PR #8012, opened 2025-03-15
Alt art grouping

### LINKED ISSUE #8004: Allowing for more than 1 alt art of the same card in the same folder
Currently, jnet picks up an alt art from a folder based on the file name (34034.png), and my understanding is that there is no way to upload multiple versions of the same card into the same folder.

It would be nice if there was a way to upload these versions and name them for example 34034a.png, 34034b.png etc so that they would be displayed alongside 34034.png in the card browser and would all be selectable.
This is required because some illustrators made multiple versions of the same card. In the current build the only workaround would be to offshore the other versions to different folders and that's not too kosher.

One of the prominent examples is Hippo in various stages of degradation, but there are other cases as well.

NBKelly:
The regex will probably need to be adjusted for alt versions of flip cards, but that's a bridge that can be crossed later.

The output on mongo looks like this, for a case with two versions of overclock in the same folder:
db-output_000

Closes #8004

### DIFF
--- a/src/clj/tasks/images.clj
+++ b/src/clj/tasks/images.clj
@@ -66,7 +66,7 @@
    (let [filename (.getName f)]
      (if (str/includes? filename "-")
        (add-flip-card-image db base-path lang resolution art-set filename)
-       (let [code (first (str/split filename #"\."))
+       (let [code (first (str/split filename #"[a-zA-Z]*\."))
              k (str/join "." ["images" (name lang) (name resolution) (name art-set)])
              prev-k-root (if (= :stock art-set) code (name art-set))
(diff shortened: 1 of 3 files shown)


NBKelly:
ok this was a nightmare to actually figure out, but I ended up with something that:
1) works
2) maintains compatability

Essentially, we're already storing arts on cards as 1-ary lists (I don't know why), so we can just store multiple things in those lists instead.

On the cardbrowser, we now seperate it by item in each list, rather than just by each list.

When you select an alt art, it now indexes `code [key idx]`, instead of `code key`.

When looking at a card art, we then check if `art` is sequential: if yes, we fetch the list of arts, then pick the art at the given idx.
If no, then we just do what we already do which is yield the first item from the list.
--------------------
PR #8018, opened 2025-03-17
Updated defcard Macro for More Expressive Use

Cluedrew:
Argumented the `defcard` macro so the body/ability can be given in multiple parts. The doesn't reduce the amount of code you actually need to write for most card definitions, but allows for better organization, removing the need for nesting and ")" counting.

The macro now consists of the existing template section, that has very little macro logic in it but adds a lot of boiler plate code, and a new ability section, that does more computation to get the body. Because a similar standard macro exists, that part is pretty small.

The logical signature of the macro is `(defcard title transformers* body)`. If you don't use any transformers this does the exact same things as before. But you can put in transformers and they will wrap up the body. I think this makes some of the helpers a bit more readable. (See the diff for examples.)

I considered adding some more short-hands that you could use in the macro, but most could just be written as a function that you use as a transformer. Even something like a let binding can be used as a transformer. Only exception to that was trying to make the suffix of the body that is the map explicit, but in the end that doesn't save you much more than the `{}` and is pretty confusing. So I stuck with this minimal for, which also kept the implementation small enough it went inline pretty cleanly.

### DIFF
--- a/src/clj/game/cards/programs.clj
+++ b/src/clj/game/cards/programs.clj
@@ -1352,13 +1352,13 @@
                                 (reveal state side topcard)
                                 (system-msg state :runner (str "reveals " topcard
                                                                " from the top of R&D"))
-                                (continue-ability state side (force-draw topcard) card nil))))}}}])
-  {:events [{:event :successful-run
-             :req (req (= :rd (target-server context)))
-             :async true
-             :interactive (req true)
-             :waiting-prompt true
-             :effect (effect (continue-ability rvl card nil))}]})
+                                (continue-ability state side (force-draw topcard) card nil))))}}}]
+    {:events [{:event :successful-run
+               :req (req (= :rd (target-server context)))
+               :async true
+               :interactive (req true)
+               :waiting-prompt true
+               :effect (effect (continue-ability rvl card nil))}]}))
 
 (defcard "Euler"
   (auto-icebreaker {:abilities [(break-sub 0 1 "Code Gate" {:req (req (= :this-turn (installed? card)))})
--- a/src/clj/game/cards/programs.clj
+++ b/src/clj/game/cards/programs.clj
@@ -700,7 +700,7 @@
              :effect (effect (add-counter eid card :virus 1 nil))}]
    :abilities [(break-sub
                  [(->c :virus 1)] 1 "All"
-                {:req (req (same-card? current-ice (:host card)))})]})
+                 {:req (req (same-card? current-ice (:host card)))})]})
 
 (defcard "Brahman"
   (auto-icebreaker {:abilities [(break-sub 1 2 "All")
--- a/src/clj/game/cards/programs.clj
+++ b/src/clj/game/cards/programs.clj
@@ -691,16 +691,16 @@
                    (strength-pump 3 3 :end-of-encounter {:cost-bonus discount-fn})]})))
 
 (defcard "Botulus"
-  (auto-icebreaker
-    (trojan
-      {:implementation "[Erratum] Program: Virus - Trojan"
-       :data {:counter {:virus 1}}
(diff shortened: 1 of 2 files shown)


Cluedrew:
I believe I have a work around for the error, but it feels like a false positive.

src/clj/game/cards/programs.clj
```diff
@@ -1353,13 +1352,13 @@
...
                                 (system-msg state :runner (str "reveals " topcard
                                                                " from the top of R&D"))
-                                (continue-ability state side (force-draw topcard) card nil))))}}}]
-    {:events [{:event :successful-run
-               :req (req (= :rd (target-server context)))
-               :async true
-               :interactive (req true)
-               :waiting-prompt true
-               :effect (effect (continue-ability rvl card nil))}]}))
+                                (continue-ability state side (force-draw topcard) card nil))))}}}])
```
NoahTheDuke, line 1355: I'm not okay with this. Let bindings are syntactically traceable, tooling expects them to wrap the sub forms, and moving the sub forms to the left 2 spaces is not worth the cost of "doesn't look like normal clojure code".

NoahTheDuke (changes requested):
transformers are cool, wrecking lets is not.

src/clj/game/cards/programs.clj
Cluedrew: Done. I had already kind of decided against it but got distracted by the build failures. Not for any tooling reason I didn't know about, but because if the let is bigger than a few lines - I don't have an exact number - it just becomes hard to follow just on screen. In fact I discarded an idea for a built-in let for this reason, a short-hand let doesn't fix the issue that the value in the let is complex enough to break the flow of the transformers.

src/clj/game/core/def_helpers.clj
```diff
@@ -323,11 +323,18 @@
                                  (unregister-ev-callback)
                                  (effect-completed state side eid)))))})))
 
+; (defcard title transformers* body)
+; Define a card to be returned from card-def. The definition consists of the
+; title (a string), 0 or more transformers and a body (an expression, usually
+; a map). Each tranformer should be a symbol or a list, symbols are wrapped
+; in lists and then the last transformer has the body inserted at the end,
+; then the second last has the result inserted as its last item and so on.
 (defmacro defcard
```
--------------------
Problem: In the data above, find the line that contains "(if (str/includes? filename" and the line that contains "resolution) (name art-set)])". Repeat exactly those lines and every line between them, and only those.

Answer space:
      (if (str/includes? filename "-")
        (add-flip-card-image db base-path lang resolution art-set filename)
-       (let [code (first (str/split filename #"\."))
+       (let [code (first (str/split filename #"[a-zA-Z]*\."))
              k (str/join "." ["images" (name lang) (name resolution) (name art-set)])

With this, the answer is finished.